Face aux élus et au préfet, les syndicats dressent un constat alarmant : une agriculture française en déclin, minée par «une liste interminable de causes» qui rendent «l’équation économique des fermes» intenable. En cause, l’explosion des charges (énergie, engrais, GNR), des prix de vente insuffisants et une compétitivité fragilisée. Les organisations agricoles réclament ainsi un «bouclier immédiat sur les charges» et une stabilité fiscale durable, tout en appelant à sécuriser l’approvisionnement et l’indépendance en intrants. Pour appuyer leurs propos, la FDSEA et les JA avaient invité ADHEO et l’AS CEFIGAM. Lors d’une présentation conjointe, les deux centres de gestion ont exposé les résultats des exploitations et se sont livrés à l’exercice délicat des prévisions. Verdict : tous les voyants sont au rouge.
Autres points d’importance : les syndicats dénoncent des normes plus strictes en France que chez certains partenaires européens ou internationaux et exigent l’application de «clauses miroirs» pour garantir la réciprocité. Ils alertent également sur les accords commerciaux, notamment avec l’Australie, perçus comme une menace directe pour l’élevage. À cela s’ajoutent une surcharge administrative jugée excessive et une multiplication des contrôles vécus comme une «présomption de faute» permanente. Des lourdeurs qui freinent aussi la diversification des exploitations et leur capacité à s’adapter aux aléas du marché.
Les deux présidents ont aussi réitéré l’importance d’une action réglementaire efficace contre le loup, en demandant le soutien à la proposition de loi du député ardennais Jean-Luc Warsmann. Baptiste Maire rappelant que «plus le nombre de cosignataires sera important, plus le texte gagnera en poids politique et aura des chances de passer à l’Assemblée nationale».
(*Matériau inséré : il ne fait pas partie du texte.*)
PR #289, opened 2021-03-12
Fixing fingerprint ordering

eddynaka:
Fix to prevent new ordering issues.

Using the dictionary and saving, we can order by key then use the value.

### DIFF
--- a/Src/Sarif.PatternMatcher/Fingerprint.cs
+++ b/Src/Sarif.PatternMatcher/Fingerprint.cs
@@ -3,6 +3,7 @@
 
 using System;
 using System.Collections.Generic;
+using System.Linq;
 
 namespace Microsoft.CodeAnalysis.Sarif.PatternMatcher
 {
@@ -123,6 +124,7 @@ namespace Microsoft.CodeAnalysis.Sarif.PatternMatcher
         public string GetValidationFingerprintText() => ToString(this, denyList: s_assetOnlyKeys);
 
 #pragma warning disable SA1107 // Code should not contain multiple statements on one line
+
         public void SetProperty(string keyName, string value)
         {
             switch (keyName)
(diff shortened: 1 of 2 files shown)


eddynaka:
>             if (!computedFingerprint.Equals(fingerprintText))

I think we should remove this to prevent issues. What do you think?

---
Refers to: Src/Sarif.PatternMatcher/Fingerprint.cs:71 in d7d8192. [](commit_id = d7d81922cea23272c0d4c8ee328c93738472fdeb, deletion_comment = False)

Src/Sarif.PatternMatcher/Fingerprint.cs
```diff
@@ -157,91 +160,91 @@ internal static string ToString(Fingerprint f, ISet<string> denyList)
...
 
             if (!string.IsNullOrEmpty(f.Uri) && !denyList.Contains(UriKeyName))
             {
-                components.Add($"[{UriKeyName}={f.Uri.Trim()}]");
+                components.Add(UriKeyName, $"[{UriKeyName}={f.Uri.Trim()}]");
             }
 
             return components.Count > 0 ?
-                string.Concat(components) :
+                string.Concat(components.OrderBy(c => c.Key).Select(v => v.Value)) :
```
michaelcfanning, line 247: >components [](start = 30, length = 10)

Good change. We could have incorporated the IsNullOrEmptyCheck here as well?

eddynaka: just added. what about my other question? what do u think?

---
In reply to: [593336660](https://github.com/microsoft/sarif-pattern-matcher/pull/289#discussion_r593336660) [](ancestors = 593336660)

michaelcfanning (approved):
:shipit:

PR #294, opened 2021-03-13
Improving Facebook validator

eddynaka:


Src/Plugins/Security/SEC101_004.FacebookAppCredentialsValidator.cs
```diff
@@ -66,20 +68,77 @@ public static string IsValidDynamic(ref string fingerprint, ref string message)
             string id = fingerprint.Id;
             string key = fingerprint.Key;
 
-            using var httpClient = new HttpClient();
+            string result = RetrieveInformation(
```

«Aucune perspective positive»

Dernier point évoqué lors de cette rencontre, et sans doute le plus symptomatique : la prochaine programmation de la PAC. «Telle qu’elle est pensée, la PAC 2028 ne donne aucune perspective positive aux agriculteurs. Elle n’a plus grand-chose de “commun” et repose davantage sur des financements nationaux. Manque de chance pour nous, les caisses sont vides. Il faut absolument qu’elle reste une politique commune centrée sur la production», argumente Xavier Arnould.
Le message syndical de cette rencontre est sans équivoque : il n’est plus question d’attendre des réformes à horizon deux ou trois ans. Les agriculteurs exigent des décisions immédiates, capables d’enrayer la crise dès maintenant. Mais au-delà de l’urgence, ils appellent aussi à bâtir une vision de long terme, lisible et stable, permettant aux exploitants de savoir où ils vont, et aux jeunes d’envisager sereinement leur installation. Faute de cap clair et d’actions rapides, préviennent-ils, c’est toute une profession qui risque de décrocher durablement.